Using the data below, work out how many lines contain the word "body", then state that number without comment.

——

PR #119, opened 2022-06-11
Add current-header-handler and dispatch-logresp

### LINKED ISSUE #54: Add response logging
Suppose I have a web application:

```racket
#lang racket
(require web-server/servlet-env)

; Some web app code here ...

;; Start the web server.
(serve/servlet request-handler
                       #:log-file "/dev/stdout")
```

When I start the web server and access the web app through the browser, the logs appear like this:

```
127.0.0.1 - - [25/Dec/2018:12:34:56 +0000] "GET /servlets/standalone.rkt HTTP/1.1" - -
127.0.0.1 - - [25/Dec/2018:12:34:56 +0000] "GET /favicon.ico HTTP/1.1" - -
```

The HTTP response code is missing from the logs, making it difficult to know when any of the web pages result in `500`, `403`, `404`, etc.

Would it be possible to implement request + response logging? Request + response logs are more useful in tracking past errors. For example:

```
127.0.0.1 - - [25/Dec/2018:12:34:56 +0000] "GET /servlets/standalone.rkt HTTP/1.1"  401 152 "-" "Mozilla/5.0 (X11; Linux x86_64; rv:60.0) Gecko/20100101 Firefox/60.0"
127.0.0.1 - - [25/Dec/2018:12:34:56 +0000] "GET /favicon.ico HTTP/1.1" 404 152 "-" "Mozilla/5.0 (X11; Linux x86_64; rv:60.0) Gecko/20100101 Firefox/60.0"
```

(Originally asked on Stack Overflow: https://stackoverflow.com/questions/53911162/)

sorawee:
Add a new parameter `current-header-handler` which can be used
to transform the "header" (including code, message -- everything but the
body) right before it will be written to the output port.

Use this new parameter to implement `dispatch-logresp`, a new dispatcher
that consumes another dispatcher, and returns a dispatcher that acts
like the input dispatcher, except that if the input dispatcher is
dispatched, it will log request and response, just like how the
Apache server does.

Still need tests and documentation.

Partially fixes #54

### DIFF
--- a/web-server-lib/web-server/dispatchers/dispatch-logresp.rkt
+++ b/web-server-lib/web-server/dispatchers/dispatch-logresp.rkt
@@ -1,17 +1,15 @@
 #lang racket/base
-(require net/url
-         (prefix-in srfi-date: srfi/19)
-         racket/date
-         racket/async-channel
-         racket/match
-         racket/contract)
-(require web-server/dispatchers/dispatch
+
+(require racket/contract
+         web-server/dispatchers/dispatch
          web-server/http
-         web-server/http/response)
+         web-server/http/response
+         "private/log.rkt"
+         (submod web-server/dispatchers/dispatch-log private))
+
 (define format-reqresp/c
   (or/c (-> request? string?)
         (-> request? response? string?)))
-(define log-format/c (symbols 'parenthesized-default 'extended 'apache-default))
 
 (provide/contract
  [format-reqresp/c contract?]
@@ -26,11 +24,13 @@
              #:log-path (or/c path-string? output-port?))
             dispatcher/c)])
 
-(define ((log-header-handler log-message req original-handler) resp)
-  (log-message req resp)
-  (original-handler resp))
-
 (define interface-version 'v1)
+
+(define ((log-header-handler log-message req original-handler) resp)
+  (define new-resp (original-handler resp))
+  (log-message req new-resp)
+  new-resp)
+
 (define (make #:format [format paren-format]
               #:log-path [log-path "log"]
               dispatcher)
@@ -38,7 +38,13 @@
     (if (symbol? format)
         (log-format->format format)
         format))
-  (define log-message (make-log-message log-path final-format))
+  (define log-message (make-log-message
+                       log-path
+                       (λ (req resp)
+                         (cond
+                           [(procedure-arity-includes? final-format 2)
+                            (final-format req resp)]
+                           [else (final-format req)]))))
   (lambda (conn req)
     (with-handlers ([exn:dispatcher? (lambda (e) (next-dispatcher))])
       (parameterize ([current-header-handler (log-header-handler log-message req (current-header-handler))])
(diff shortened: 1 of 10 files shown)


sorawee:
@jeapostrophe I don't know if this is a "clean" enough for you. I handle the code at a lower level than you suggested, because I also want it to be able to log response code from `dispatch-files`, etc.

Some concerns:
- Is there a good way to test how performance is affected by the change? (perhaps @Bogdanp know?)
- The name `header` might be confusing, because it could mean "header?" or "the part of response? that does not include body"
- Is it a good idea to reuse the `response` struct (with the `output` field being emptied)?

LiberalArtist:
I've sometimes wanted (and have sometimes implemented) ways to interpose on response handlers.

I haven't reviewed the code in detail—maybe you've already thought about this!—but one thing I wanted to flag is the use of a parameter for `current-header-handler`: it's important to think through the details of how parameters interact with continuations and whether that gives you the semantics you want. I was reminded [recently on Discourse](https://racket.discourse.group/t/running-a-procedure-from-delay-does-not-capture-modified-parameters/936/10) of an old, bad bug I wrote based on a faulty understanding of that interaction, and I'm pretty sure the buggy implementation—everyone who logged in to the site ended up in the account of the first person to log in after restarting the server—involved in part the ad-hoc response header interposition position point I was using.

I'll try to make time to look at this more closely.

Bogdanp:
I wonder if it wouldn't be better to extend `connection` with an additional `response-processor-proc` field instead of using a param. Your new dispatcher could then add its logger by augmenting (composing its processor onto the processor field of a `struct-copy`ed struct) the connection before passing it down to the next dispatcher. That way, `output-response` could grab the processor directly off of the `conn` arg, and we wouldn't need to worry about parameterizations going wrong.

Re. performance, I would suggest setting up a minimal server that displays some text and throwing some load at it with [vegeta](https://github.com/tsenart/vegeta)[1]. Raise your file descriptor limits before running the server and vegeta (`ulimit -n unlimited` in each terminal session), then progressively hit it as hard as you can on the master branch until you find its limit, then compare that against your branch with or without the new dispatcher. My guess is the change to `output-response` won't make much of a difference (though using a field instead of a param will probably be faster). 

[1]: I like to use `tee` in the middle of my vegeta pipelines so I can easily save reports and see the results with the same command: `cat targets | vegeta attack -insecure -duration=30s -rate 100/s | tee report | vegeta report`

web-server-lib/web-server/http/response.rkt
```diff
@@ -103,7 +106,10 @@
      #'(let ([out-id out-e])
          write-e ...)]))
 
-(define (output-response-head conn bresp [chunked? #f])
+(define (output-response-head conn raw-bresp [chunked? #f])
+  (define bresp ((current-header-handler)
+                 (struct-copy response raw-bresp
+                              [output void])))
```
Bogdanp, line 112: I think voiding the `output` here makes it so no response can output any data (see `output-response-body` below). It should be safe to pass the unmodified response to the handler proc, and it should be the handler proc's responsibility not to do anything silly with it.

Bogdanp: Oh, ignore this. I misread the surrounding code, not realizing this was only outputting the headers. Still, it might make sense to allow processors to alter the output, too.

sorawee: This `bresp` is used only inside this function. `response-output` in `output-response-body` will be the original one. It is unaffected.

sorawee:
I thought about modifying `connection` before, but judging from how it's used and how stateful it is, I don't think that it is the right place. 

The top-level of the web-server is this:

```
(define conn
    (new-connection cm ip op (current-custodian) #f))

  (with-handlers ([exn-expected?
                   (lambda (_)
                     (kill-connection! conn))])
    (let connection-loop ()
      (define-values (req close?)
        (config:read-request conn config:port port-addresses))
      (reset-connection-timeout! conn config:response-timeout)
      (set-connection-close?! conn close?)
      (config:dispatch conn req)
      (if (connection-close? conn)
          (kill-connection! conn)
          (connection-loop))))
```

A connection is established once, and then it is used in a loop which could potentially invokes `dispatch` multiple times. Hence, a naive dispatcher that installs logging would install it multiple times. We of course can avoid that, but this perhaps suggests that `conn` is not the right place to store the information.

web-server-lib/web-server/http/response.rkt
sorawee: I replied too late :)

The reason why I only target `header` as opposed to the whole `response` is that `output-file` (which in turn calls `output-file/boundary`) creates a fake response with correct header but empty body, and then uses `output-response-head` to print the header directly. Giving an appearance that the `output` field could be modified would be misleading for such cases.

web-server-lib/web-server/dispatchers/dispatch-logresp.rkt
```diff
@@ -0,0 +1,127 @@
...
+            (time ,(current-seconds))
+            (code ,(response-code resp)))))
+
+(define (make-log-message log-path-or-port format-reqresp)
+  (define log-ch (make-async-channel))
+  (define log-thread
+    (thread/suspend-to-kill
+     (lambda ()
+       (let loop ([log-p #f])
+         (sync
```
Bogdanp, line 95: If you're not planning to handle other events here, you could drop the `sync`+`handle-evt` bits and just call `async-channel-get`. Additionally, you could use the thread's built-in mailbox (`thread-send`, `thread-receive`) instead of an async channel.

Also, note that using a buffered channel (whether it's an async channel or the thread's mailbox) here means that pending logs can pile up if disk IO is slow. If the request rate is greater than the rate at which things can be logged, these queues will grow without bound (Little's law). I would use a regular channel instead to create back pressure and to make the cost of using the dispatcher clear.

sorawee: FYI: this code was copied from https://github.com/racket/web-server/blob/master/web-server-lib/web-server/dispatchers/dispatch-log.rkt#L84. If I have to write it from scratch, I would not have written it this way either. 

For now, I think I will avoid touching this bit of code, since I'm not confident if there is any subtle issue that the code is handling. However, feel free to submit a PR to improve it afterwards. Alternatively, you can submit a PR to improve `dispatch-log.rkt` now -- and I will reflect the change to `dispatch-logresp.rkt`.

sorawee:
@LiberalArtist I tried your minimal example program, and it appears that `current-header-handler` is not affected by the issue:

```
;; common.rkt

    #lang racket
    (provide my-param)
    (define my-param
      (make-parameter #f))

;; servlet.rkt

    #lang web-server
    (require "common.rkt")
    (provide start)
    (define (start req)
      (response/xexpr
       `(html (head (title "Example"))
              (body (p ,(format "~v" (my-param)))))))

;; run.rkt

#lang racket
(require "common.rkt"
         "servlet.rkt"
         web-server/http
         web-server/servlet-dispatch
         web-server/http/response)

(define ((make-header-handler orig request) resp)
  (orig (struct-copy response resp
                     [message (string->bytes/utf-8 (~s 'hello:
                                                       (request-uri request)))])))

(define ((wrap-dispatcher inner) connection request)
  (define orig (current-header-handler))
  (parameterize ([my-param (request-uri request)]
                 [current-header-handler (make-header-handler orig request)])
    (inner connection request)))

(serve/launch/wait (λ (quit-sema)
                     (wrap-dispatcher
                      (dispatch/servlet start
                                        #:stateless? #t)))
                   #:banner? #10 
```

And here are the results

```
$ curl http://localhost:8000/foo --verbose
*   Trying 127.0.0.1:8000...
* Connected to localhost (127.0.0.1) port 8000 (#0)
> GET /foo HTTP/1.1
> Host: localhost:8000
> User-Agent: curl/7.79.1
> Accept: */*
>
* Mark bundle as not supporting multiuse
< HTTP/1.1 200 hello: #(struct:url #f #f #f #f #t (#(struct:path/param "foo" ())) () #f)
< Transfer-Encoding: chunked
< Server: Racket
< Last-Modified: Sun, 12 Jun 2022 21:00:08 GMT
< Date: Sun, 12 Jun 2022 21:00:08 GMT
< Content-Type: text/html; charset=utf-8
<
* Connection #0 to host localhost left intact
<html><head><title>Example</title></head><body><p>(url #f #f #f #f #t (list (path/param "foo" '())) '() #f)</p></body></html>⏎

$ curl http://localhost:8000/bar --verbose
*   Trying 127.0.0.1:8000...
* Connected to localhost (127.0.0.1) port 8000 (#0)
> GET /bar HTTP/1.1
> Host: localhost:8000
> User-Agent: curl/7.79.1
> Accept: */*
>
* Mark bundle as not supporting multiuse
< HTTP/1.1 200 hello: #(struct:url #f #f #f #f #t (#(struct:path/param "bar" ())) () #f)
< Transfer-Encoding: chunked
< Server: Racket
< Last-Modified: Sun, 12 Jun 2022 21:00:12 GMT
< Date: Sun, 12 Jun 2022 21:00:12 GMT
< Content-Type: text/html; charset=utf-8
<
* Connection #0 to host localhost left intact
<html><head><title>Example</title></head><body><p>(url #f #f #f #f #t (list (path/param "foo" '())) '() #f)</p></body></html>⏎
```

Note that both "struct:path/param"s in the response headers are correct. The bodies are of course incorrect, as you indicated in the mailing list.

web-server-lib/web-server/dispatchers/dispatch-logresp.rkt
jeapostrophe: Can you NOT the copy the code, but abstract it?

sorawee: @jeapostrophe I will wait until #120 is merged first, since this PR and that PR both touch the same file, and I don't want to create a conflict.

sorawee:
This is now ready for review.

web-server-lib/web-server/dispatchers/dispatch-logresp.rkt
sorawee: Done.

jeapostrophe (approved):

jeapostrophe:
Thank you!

——

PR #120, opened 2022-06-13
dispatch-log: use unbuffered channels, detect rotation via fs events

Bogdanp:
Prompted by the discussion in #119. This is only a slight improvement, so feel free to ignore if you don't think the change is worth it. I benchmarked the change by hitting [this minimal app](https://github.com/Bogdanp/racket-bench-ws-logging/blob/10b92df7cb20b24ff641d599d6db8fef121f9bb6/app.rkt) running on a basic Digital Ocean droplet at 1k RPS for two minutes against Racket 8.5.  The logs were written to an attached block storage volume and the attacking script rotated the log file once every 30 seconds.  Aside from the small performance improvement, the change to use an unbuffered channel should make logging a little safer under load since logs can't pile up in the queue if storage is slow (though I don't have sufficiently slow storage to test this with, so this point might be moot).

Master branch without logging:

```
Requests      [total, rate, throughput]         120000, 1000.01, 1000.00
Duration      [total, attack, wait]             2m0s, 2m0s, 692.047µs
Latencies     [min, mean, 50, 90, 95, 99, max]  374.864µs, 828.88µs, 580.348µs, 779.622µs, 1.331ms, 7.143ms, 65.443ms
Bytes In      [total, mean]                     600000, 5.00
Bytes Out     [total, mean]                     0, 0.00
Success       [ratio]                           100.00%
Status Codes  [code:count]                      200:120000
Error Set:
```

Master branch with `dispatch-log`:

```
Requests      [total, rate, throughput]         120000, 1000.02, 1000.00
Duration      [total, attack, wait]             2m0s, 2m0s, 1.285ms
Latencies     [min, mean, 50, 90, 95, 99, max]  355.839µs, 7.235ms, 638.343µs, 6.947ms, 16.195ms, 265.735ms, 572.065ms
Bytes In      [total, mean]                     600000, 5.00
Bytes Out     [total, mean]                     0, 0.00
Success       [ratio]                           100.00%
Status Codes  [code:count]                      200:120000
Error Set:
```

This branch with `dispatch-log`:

——

TASK RESPONSE: 8